Divine Three Letter Words…Egg & Bacon Bruschetta

December 18, 2009

Probably one of the most private things in the world is an egg until it is broken.
~M.F.K. Fisher

Vice unbound on a plate, again. My openly lascivious affairs with both Egg and Pig reappear. Is it coincidence that I lustily deify these worldly beings both of which irreverently boast three letter names? Egg and Pig are gluttonous, addictive, more than venial sins with no hint of repentant shame…maybe less like the Seven Deadly and more like food as Providence.

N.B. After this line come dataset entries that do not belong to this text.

PR #23, opened 2018-10-19
Add elapsed time to Animation

ianliu:
Disclaimer: Hello! This is my first PR to this repository, hope it is useful.

I was implementing [flame-example](https://github.com/luanpotter/flame-example) with the latest release of Flame (0.9.4), and the `Animation.lifeTime` property doesn't exists anymore. I tried swapping with the `.clock` property, but I think it changed semantics to count the elapsed time since last frame, so I ended up creating another property, `.ellapsed`, to indicate how long (in seconds) an animation has been running. This allows flame-example to work again.

### DIFF
--- a/lib/animation.dart
+++ b/lib/animation.dart
@@ -25,6 +25,9 @@ class Animation {
   /// It's ticked by the update method. It's reset every frame change.
   double clock = 0.0;
 
+  /// Total elapsed time of this animation, in seconds, since start or a reset.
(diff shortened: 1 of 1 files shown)


luanpotter:
That's a great addition, thanks a lot! Makes perfect sense to have that property.

Also, if you have any progress on updating flame-example to the latest version, please let me know or open a PR there, it's long overdue to update that repository :))

PR #42, opened 2019-02-20
Adding patreon page

erickzanardo:


luanpotter:
What about putting a discord link in the patreon page? :)

erickzanardo:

Essentials of this dish are handcrafted and dreamily aromatic artisanal bread, preferably a ciabatta loaf, and premium bacon. Think heirloom swine, too. Artisanal bread (or should I say authentic bread) simply means the loaves are traditionally handcrafted, rather than mechanically mass produced. Superior ingredients are blended, slowly fermented, hand shaped, and baked in small batches in masonry ovens with an acute eye on vivid flavors and textures. The core ingredients are fewer (organic flour, water, salt, fermentation agent) than the industrial variety, and the bread is crafted without enhancers or chemical additives—as bread has been artfully baked for centuries. Like finding trusted butchers and fishmongers, discovering a skilled baker is blissful.

Ciabatta is the Italian word for “slipper” which roughly depicts the shape of this loaf. With a light, airy structure this bread is ideal for bruschetta, crostini, and panini.

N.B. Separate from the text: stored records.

Issue #45, opened 2019-02-21
Project startup doc


erickzanardo:
Create documentation on how to start a new game using Flame.

There could be two tutorials here
1- A classic game only application
2- Adding a game as a widget inside an existing Flutter app

erickzanardo:
Added a Getting started section on README with great articles: https://github.com/luanpotter/flame#getting-started

PR #50, opened 2019-03-05
Game as a Widget

feroult:
Deprecating the `new Game().widget` syntax.

### DIFF
--- a/lib/game.dart
+++ b/lib/game.dart
@@ -1,13 +1,12 @@
-import 'dart:ui';
 import 'dart:math' as math;
+import 'dart:ui';
 
 import 'package:flutter/gestures.dart';
 import 'package:flutter/rendering.dart';
 import 'package:flutter/scheduler.dart';
 import 'package:flutter/widgets.dart';
-
-import 'package:ordered_set/ordered_set.dart';
 import 'package:ordered_set/comparing.dart';
+import 'package:ordered_set/ordered_set.dart';
 
 import 'components/component.dart';
 import 'position.dart';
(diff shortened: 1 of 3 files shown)


lib/game.dart
```diff
@@ -36,23 +38,24 @@ abstract class Game {
...
-  Widget get widget {
-    if (_widget == null) {
-      _widget = new Center(
-          child: new Directionality(
-              textDirection: TextDirection.ltr,
-              child: new _GameRenderObjectWidget(this)));
-    }
-    return _widget;
-  }
+  @Deprecated('Use Game is a Widget')
```
erickzanardo: Use game as a Widget?

feroult: FIxed :)

luanpotter:
This breaks (or rather deprecates) all the examples and docs, we have to fix those!

feroult:
Ok! Let's do that. But what do you think? Is it better to rollback to the `.widget` api?

luanpotter:
No, let's leave it as that, LGTM. But keeping the old deprecated for now, when we release 0.11 we can remove the deprecated version :)

erickzanardo:
Should web release `0.10.3` soon? I am thinking on resolving #45 and I think would be good to create this doc already contemplating this changes. What do you think?

feroult:
Agree.

mtcliatt:
What was the motivation for this change? (just curious)

erickzanardo:
I think it is because it is more semantic correctly. I mean, the way you add a Flame game was by adding a widget in the Flutter app. A GameWidget seems more easy to understand, than a property widget stored inside Game class.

A protean dish, this serves well at any meal—day or night. Consider tabling it after that mayhem of unwrapping gifts ceases this month. In lieu of the parmiggiano-reggiano, a ladling of hollandaise or bearnaise or a light drizzle of white truffle oil (with the parmiggiano-reggiano) brings elegant touches. (See Sauces Mères, Hollandaise & Bearnaise, August 16, 2009).

POACHED EGG BRUSCHETTA WITH WILTED SPINACH & BACON

4 T extra virgin olive oil
3 plump, fresh garlic cloves, peeled and crushed
1 T fresh thyme, chopped
1 t dried crushed red pepper

4 1 1/2″ thick slices of ciabatta, cut on the bias

1 lb thick bacon

3 T extra virgin olive oil
2 T shallot, peeled and finely minced
1 lb fresh baby spinach
Sea salt
Freshly ground pepper

1-2 tablespoons white wine vinegar
Sea salt and freshly ground pepper
8 local, fresh, free range organic eggs,* room temperature

Parmiggiano-reggianno, freshly grated or shaven

For the bacon: cook in large skillet until crisp and transfer to paper towels to drain. Set aside.

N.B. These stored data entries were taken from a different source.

PR #53, opened 2019-03-07
Improving readme

erickzanardo:
This PR does a couple of things

- Removing the Paypall button since it is not working, let put it back when we fix it
- Separate the documentation and getting started into sections so it draws more attention
- Adding Alekhin's articles as tutorials since it very complete and updated


erickzanardo:
I think this also resolves #45 , what do you think?

luanpotter:
LGTM, also, agree on fixing #45. Thanks!

PR #84, opened 2019-05-03
add part 5 from alekhin series to readme

impulse:
As suggested in https://github.com/luanpotter/flame/pull/83


erickzanardo:
Thanks @impulse :D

For the bread: heat olive oil in heavy large skillet over medium high heat. Add garlic, thyme and crushed pepper and cook until the garlic is light brown. Remove and discard garlics. Add bread slices to the skilled and cook until golden browned and well infused with the garlic oil. Set aside.

For the spinach, add olive oil over heavy skillet and heat over medium heat. Add shallot and sauté 2 minutes, then add spinach and stir until just wilted. Set aside.

Meanwhile, strew spinach over bread slices, top with bacon slices in half to fit. You may wish to place in oven until heated through before you drop the poached egg on top.

For the eggs: fill a large heavy based skillet deep enough to cover the eggs with water; bring it to a boil, and add the white wine vinegar The vinegar helps to strengthen the albumin in the egg white which will help to retain shape. Reduce the heat until the water is at a simmer. If the water is too cool, the egg will separate before cooking; if the water is boiling too rapidly, the whites will be tough and the yolks over cooked.

Crack each egg into a shallow bowl to assure the yolks are not broken.

Then, using a slotted spoon, spin the boiling water into a sort of vortex. Once the water is spinning rapidly, gently drop the egg from the bowl in the center of the whirlpool, where it will spin around and coat the yolk in a ball of egg white. Cook until the eggs are barely set, about 3 minutes. They should goo out with a fork when served. Remove the eggs, draining well with a slotted spoon and dab the bottom with paper towels to dry them off.

To build: strew spinach over bread slices, top with bacon slices. (You may wish to place in oven under low heat) while the eggs are poaching. Place 2 poached egg atop each. Season to taste with salt and pepper.

Serve topped with parmiggiano-reggiano.